But is that really the case? DNV has awarded approval in principle to BAR Technologies for their wind wing propulsion technology. This technology approximately offers up to 30% average fuel reduction, which must sound attractive to everyone!

Moreover, wind rotor sails can offer a high percentage of fuel consumption reduction. For instance, the hybrid ferry M/V Copenhagen has already retrofitted rotors in 2020, while her owners ordered more. It looks like there is a future on it.
These solutions can lead to a vast amount of annual fuel savings. In reality, they will not reduce the carbon emissions/ kg of fuel but will reduce the carbon emissions/ nautical mile.

-Carbon emissions reduction device

Particularly for CII, the concept of Carbon Capture Storage Devices may significantly improve the rating of the vessel. Since the vessel will have fewer carbon emissions emitted per year, the vessel will have a fine CII rating. However, the retrofit installation of the system comes at a cost, like the EETs.

-Alternative fuels

Despite the potential and hopes that future fuels promise, the path ahead is littered with uncertainties. 

LNG is both an established reality in the new-build market and an excellent option for retrofits. Due to the fact that it instantly and drastically reduces CO2, NOx, SOx, and particulate emissions. Already applied in every vessel segment, with mature legislation frameworks and robust bunkering infrastructure.  

Methanol is currently an attractive alternative fuel for newbuilds and retrofits due to its physical properties.
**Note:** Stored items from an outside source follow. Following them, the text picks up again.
PR #1887, opened 2015-12-02
Fix for bug in SA1115 (Parameter must begin on next line fix) #1886

### LINKED ISSUE #1886: SA1115 (Parameter must follow comma) generates diagnostic when parameter list contains #pragma directives
The following code generates a SA1115 diagnostic.

    public void Baz()
    {
        Bar(
    #pragma warning disable CS4014
            1,
    #pragma warning restore CS4014
            2);
    }

It shouldn't.

(The suppression here doesn't make sense, but it's common to use this particular suppression when intentionally not awaiting an async method.)

oatkins:
Fixes #1886.

### DIFF
--- a/StyleCop.Analyzers/StyleCop.Analyzers/ReadabilityRules/SA1115ParameterMustFollowComma.cs
+++ b/StyleCop.Analyzers/StyleCop.Analyzers/ReadabilityRules/SA1115ParameterMustFollowComma.cs
@@ -270,18 +270,32 @@ namespace StyleCop.Analyzers.ReadabilityRules
                 return;
             }
 
-            var previousLine = argumentListSyntax.Arguments[0].GetLineSpan().EndLinePosition.Line;
+            var previousArgumentLine = argumentListSyntax.Arguments[0].GetLineSpan().EndLinePosition.Line;
             for (int i = 1; i < argumentListSyntax.Arguments.Count; i++)
             {
                 var currentArgument = argumentListSyntax.Arguments[i];
-                var lineSpan = currentArgument.GetLineSpan();
-                var currentLine = lineSpan.StartLinePosition.Line;
-                if (currentLine - previousLine > 1)
+                int currentArgumentStartLine;
+                int currentArgumentEndLine;
+
+                if (currentArgument.HasLeadingTrivia && currentArgument.GetLeadingTrivia().All(trivia => IsValidTrivia(trivia)))
+                {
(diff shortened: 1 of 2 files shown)


NikolayIT:
:+1: looks good to me

StyleCop.Analyzers/StyleCop.Analyzers/ReadabilityRules/SA1115ParameterMustFollowComma.cs
```diff
@@ -327,6 +341,7 @@ private static bool IsValidTrivia(SyntaxTrivia trivia)
             case SyntaxKind.EndIfDirectiveTrivia:
             case SyntaxKind.DisabledTextTrivia:
             case SyntaxKind.WhitespaceTrivia:
+            case SyntaxKind.PragmaWarningDirectiveTrivia:
```
sharwell: :question: Is there any directive trivia we wouldn't want to consider here?

```csharp
if (trivia.IsDirective)
{
    return true;
}

switch (trivia.Kind())
{
...
}
```

StyleCop.Analyzers/StyleCop.Analyzers/ReadabilityRules/SA1115ParameterMustFollowComma.cs
```diff
@@ -319,12 +333,13 @@ private static void AnalyzeParameterList(SyntaxNodeAnalysisContext context, Base
 
         private static bool IsValidTrivia(SyntaxTrivia trivia)
         {
+            if (trivia.IsDirective)
+            {
+                return true;
+            }
```
vweijsters: This check is probably not correct, as it will also mark `#region` / `#endregion` as valid, but I think they are not.

vweijsters: It would be nice to have a test case for that as well.

sharwell: :thought_balloon:  Those would still be reported as SA1123. I don't see any need to make a special consideration for it here as well.

vweijsters:
I think this one is blocked until a decision has been made on how to proceeded with the other issues that I mentioned in #1886.

vweijsters:
:+1:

Additionally, using hydrogen from renewable electricity and recaptured carbon to make green methanol would provide carbon neutrality. 
Therefore, there are various cases to consider such as the crew transfer vessel with converted engines to run on methanol.

Nonetheless, ammonia and hydrogen represent the fully carbon-free fuels of the future. These fuels gain interest from establishments like the World’s First Ammonia Conversion Project and the World’s First Hydrogen Powered Vessel. Moreover, the latest innovation is the Hydrogen Fuel Solution from Wärtsilä to Meet IMO 2050 Target.

Sustainable fuels can have a vast positive impact on a vessel’s EEXI and CII rating. However, their implementation requires noticeable investment in both bunkering infrastructure and onboard fuel storage and handling systems.

Thoughts from the Nerd

The list of possible solutions is endless and this article is already large enough. But, the above is a well-built representation of the current and potential situation of the shipping industry.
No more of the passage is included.